China plans consumption led growth
China witnessed a 7.8 percent growth in its economy for the third quarter, which was according to the expectations of National Bureau of Statistics. For China, investment has been the core factor in the rise and has contributed to nearly half of the growth. However, policymakers wish consumption to play a greater part in the growth of the economy, which will bring in stability in the longer term.
China is looking forward to infuse consumption oriented growth in its economy though the country experience double digit growths backed by exports and investment for over three decades.
This indicates that the economy has seen a decline in its pace as against previous years and is further marred by the weak global demand. For the first nine months, China surged 7.7 percent, which was above the government target of 7.5 percent. The growth rate has outperformed the major economies but was the worst for China in past 23 years.

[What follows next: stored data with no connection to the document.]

PR #593, opened 2023-09-15
CIP-0025 | Change "NFT" to "token"

BrockCruess:
As we have standardized the use of fungible tokens for media/collectible tokens (ie: art editions & book copies), we need to avoid using "NFT" as a blanket term in CIP documentation as it can create confusion around whether a CIP includes these other token variants.

### DIFF
--- a/CIP-0010/registry.json
+++ b/CIP-0010/registry.json
@@ -25,7 +25,7 @@
   },
   {
     "transaction_metadatum_label": 721,
-    "description": "CIP-0025 - NFT Metadata Standard"
+    "description": "CIP-0025 - NFT Token Standard"
   },
   {
     "transaction_metadatum_label": 777,
--- a/CIP-0025/README.md
+++ b/CIP-0025/README.md
@@ -1,6 +1,6 @@
 ---
 CIP: 25
-Title: Media NFT Metadata Standard
+Title: Media Token Metadata Standard
 Authors: Alessandro Konrad <alessandro.konrad@live.de>, Smaug <smaug@pool.pm>
 Comments-URI:
 Status: Active
@@ -12,7 +12,7 @@ License: CC-BY-4.0
 
 ## Abstract
 
-This proposal defines an Media NFT Metadata Standard for Native Tokens.
+This proposal defines an Media Token Metadata Standard for Native Tokens.
 
 ## Motivation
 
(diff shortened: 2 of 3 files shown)


rphair (commented):
@BrockCruess I'm trimming the title by removing _avoiding exclusion of FT and RFT media tokens_ because there could well be additional reasons for doing this.  I'm putting it on the agenda for the [next CIP editors' meeting](https://hackmd.io/@cip-editors/73) so we can start thinking about any broader significance of this change beyond simply including semi-fungible tokens.

My "Devil's Advocate" argument for _not_ changing CIP-0025 would be that tokens with some fungibility would be covered more currently by CIP-0068, while on the other hand pure applications of CIP-0025 were more specifically conceived for NFTs and therefore the NFT term serves a historical purpose by justifying the design decisions that were documented at the time.

BrockCruess:
@rphair fair point on the title. However I'd personally prefer we maintain separation of CIP-0068 and CIP-0025, and I know I'm not alone on that. A lot of people already use CIP-0025 for RFTs and a whole art platform is now built and thriving on it (528 artists, 31092 works). There's realistically no downside to the inclusion, and cementing something historically - for the sake of history alone - just leads to bloat in standards. We'd have to copy and paste CIP-0025 and just add RFTs to the new CIP.

Looking forward to the outcome of the meeting's discussion!

Crypto2099:
For what it's worth, I do not believe that this is a "breaking change" and is how many "support" platforms have operated already (i.e. treat every token w/ 721 data the same regardless of the quantity on chain). 

So, I don't feel there are any major hurdles to making this relatively minor change to the wording of CIP-25 as it will not break any existing solutions that I am aware of. However, that said, there are some other facets of support for "Rich Fungible Tokens" (RFTs for the purpose of CIP-25 & CIP-68) that may warrant their own, separate CIP in the future to help explorers and marketplaces navigate and smoothly handle these tokens.

rphair (approved):
OK, sounds good all around.  I do feel better about having the updated term there which correctly indicates the range of contemporary use and don't think it dulls the historical significance to change it. 😇

rphair:
As per our last meeting agreement, not merging yet pending any dispute from implementors (@SmaugPool @alessandrokonrad @mmahut ... feel free to include others who may be itnerested) in case the wording change goes against their ongoing intent in any way.  Otherwise we'll leave it `Last Check` to merge at next CIP meeting: https://hackmd.io/@cip-editors/74

SmaugPool:
> These changes are minor and largely cosmetic but serve to represent and open up this `metadata standard` for more than strictly tokens with a quantity = 1. I see no reasons or means by which this would cause any errors with existing implementations so believe it is ready to be merged in.

I agree with @Crypto2099.

Issue #590, opened 2023-09-09
CIP-30 Extension Naming


Ryun1:
Although we live in a world where CIP-30 is the default Cardano wallet-web connector, this may not always be the case, thus explicitly tying CIP-30 extensions to CIP-30 maybe a mistake.

I propose that we include these proposal titles something like "Web-Wallet Bridge", so something like #509 would be named "Governance Web-Wallet Bridge". I am bad at naming, so just wanted to create an issue to start the conversation.

Thoughts?
@rphair @KtorZ @Crypto2099

rphair:
I seconded this motion at the CIP meeting this week ✅ but would also suggest that _Web-Wallet Bridge_ or equivalent **precede** the extension (e.g. _Web-Wallet Bridge: Governance_) so they all collate together when CIP names are sorted.

Ryun1:
@rphair 

Youre always good at naming! - _Web-Wallet Bridge: xxxx_ sounds good to me 😎

rphair:
@Ryun1 if nobody thinks these new names are out of place (so far the consensus looks in favour), perhaps we can declare this issue closed in meeting # 73 so I'll put it on the agenda.

Ryun1:
@rphair I agree!

Ryun1:
The only is that the colon (:) creates a YAML error when in the proposal header

`Error in user YAML: (<unknown>): mapping values are not allowed in this context at line 2 column 25`

@rphair

rphair:
Aha.  Colon = mapping syntax.  Thanks; I've been trying to narrow that down for the longest time. 🥴

Typographically the best equivalent of a colon would be an em dash (—) but since we should stick to keyboard characters how about a minus sign?  @Ryun1 @Crypto2099 @Scitz0

> Web-Wallet Bridge - xxxx

Ryun1:
In CIP editors call 73, we decided to move to use pipe ( | ) character. PR with information to follow.

rphair:
Suggested update to CIP naming convention here (along with how we might update CIP-0030 in kind): https://github.com/cardano-foundation/CIPs/pull/594

PR #594, opened 2023-09-19
CIP-0001 | Titles for CIPs with common purpose

rphair:
Discussion begun in https://github.com/cardano-foundation/CIPs/issues/590 and currently, as agreed in today's editor meeting, with consensus so far that:
- the "pipe" (`|`) is a better choice than the colon to avoid YAML errors
- this may also be applicable to other CIP names: e.g. may be helpful for new token types as per CIP-0068, so should be generalised into CIP-0001... as opposed to CIP-0030 which would only cover extensions to the web-wallet bridge.

On that last note we also suggested @Ryun1 might add a similar instruction to CIP-0030 that those extensions be named as such (with `Web-Wallet Bridge |`), once it's confirmed here.  In anticipation of this I've added an H6 (so far unused) to the document so it can be referenced easily with an external link.

BTW the merged CIP-0095 itself now follows this convention (`Web-Wallet Bridge | Governance`): https://github.com/cardano-foundation/CIPs/tree/master/CIP-0095

### DIFF
--- a/CIP-0001/README.md
+++ b/CIP-0001/README.md
@@ -93,7 +93,7 @@ Each CIP must begin with a YAML key:value style header preamble (also known as _
 Field          | Description
 ---            | ---
 `CIP`          | The CIP number (without leading 0), or "\?" before being assigned
-`Title`        | A succinct and descriptive title.  If necessary, use a <code>&#124;</code> delimiter to begin with an applicable classification (see [Naming CIPs with similar subjects](#naming-cips-with-similar-subjects)).
+`Title`        | A succinct and descriptive title.  If necessary, use a `-` delimiter to begin with an applicable classification (see [Naming CIPs with similar subjects](#naming-cips-with-similar-subjects)).
 `Status`       | Proposed \| Active \| Inactive (.._reason_..)
 `Category`     | One of the registered [categories](#categories) covering one area of the ecosystem.
 `Authors`      | A list of authors' real names and email addresses (e.g. John Doe <john.doe@email.domain>)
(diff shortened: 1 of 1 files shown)


rphair:
FYI, hold on review... there is a problem using the `|` character in a table, which my happy-go-lucky markdown editor rendered properly... though it's considered a further table column on GitHub (and therefore disappers).  Will push out another commit (or more) based on some testing & syntax changes.

rphair:
(p.s. https://github.com/cardano-foundation/CIPs/pull/594#issuecomment-1726426295) OK, I think it's fixed now, using HTML `<code>` syntax + the DTD for HTML files which should avoid the problems pointed out in https://github.com/cardano-foundation/CIPs/pull/591 (i.e. the "easy fix" is escaping with `\` but that wouldn't be portable).

rphair:
Note: discussion is now open on reverting to the second-most-popular suggestion of using the `-` sign as a delimiter (suggested in https://github.com/cardano-foundation/CIPs/issues/590#issuecomment-1725919385 & https://github.com/cardano-foundation/CIPs/pull/595#discussion_r1330762739) especially because the extra markup required to put `|` in a table is bound to cause even worse problems than the YAML-unfriendly `:`. 😰

rphair:
Reverted back to `-` for a delimiter as per reported problem & consensus in https://github.com/cardano-foundation/CIPs/pull/595#discussion_r1330762739.

Crypto2099 (approved):

Ryun1 (approved):

PR #595, opened 2023-09-19
Update top-level README: meeting #73 promotion

rphair:
apologies for making a separate PR for this: I was going to sneak it in before merging https://github.com/cardano-foundation/CIPs/pull/509 but thought we had other name changes to make as per https://github.com/cardano-foundation/CIPs/pull/594 (these were only PRs & not CIP candidates). 😖

### DIFF
--- a/README.md
+++ b/README.md
@@ -89,7 +89,7 @@ CIP Editors meetings are public, recorded, and [published on Youtube](https://ww
 | 0086 | [NFT Metadata Update Oracles](./CIP-0086) | Proposed |
 | 0093 | [Authenticated Web3 HTTP requests](./CIP-0093) | Proposed |
 | 0094 | [SPO On-chain Polls](./CIP-0094) | Active |
-| 0095 | [Web-Wallet Bridge | Governance](./CIP-0095) | Proposed |
+| 0095 | [Web-Wallet Bridge - Governance](./CIP-0095) | Proposed |
 | 0101 | [Integration of keccak256 into Plutus](./CIP-0101) | Proposed |
 | 0381 | [Plutus Support for Pairings Over BLS12-381](./CIP-0381) | Proposed |
 | 1694 | [A proposal for entering the Voltaire phase](./CIP-1694) | Proposed |
--- a/README.md
+++ b/README.md
@@ -89,6 +89,7 @@ CIP Editors meetings are public, recorded, and [published on Youtube](https://ww
 | 0086 | [NFT Metadata Update Oracles](./CIP-0086) | Proposed |
 | 0093 | [Authenticated Web3 HTTP requests](./CIP-0093) | Proposed |
 | 0094 | [SPO On-chain Polls](./CIP-0094) | Active |
+| 0095 | [Web-Wallet Bridge | Governance](./CIP-0095) | Proposed |
 | 0101 | [Integration of keccak256 into Plutus](./CIP-0101) | Proposed |
 | 0381 | [Plutus Support for Pairings Over BLS12-381](./CIP-0381) | Proposed |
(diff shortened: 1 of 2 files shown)


README.md
```diff
@@ -98,7 +99,7 @@ CIP Editors meetings are public, recorded, and [published on Youtube](https://ww
 | 1855 | [Forging policy keys for HD Wallets](./CIP-1855/) | Active |
 | 9999 | [Cardano Problem Statements](./CIP-9999/) | Active |
 
-<p align="right"><i>Last updated on 2023-09-08</i></p>
+<p align="right"><i>Last updated on 2023-09-19</i></p>
```
Ryun1, line 102:
```suggestion
```
Do we even need this date? I always thought its not needed considering the lower date

Ryun1 (approved):

README.md
```diff
@@ -89,6 +89,7 @@ CIP Editors meetings are public, recorded, and [published on Youtube](https://ww
 | 0086 | [NFT Metadata Update Oracles](./CIP-0086) | Proposed |
 | 0093 | [Authenticated Web3 HTTP requests](./CIP-0093) | Proposed |
 | 0094 | [SPO On-chain Polls](./CIP-0094) | Active |
+| 0095 | [Web-Wallet Bridge | Governance](./CIP-0095) | Proposed |
```
Ryun1, line 92:
```suggestion
| 0095 | [Web-Wallet Bridge <code>&#124;</code> Governance](./CIP-0095) | Proposed |
```

README.md
rphair: I don't think any of these dates for lists of PRs are needed but only assuming a general solution... within easy reach I think... of generating the lists dynamically through tagging according to their precise editorial status.

I have a planned improvement as part of my Catalyst proposal to introduce such a tagging vocabulary & until such a time comes I would happily see those "last updated" dates dropped since the only one that probably matters to the general public is the list of merged CIPs (which generally aren't obtainable from PRs).

But until then I think we need to continue the tradition of putting 1 "last update" date at the footer of each 1 table.  The alternative to this (I think evidenced before @Ryun1 you arrived) was too difficult to interpret & wasn't modified consistently.

README.md
rphair: Now I am not feeling so good about the "clean" solution of putting `|` characters in our CIP titles, since they so often need to appear in tables.  This makes it look like we should return to my suggestion (https://github.com/cardano-foundation/CIPs/issues/590#issuecomment-1725919385) of using the keyboard-friendly and typographically neutral minus sign (`-`). 😵‍💫

@Ryun1 @Crypto2099 @Scitz0 what do you think of reverting our consensus today to the good old minus sign... keeping in mind the vast number of unpredictable contexts in which the CIP titles will be repurposed?

Scitz0: Agree, let's use `-` to keep it simple.

Ryun1: Im happy to revert to `-`

Crypto2099:
Didn't we settle on the vertical pipe ( | ) character for the delineator rather than the dash? This seems to have reverted to the dash separator format which IMO may be ambiguous and cause confusion if proper spacing is not maintained.

Ryun1:
@Crypto2099 the pipe unfortunately broke how markdown tables are rendered on Github

Ryun1 (approved):

Crypto2099 (approved):

rphair:
> @Crypto2099: Didn't we settle on the vertical pipe ( | ) character for the delineator rather than the dash?

yes, I still feel this would have been functionally & typographically ideal, but we'd all regret it as various artefacts and incompatibilities of `<code>&#124;</code>` started appearing everywhere in repurposed lists of CIPs 😖 https://github.com/cardano-foundation/CIPs/pull/595#discussion_r1330762739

China according to the data is still no were near to become consumption dominated economy. Consumption contributed around 46 percent of growth, for the first nine months, which was less than 56 percent share of investment, while the share of exports dropped by 1.7 percent.
Exports down, investment up
According to the analysts, growth in the October to December quarter may drop. The world’s second-largest economy experienced a decline in last eight quarters out of 10. It is likely that exports will soften, and policymakers will bring in credit expansion after inflation reached seven months high.
Exports declined in September after the slowdown in demand from the emerging economies due to which economy suffered a setback, and the government thinks that it will continue.
There was an increasing investment in the property sector although the prices were high and certain measures are taken to bring down the prices. Real estate sector accounted to 15.8 percent of economic activity in the first nine months, which is an increase over 14.8 percent in the first half of the year.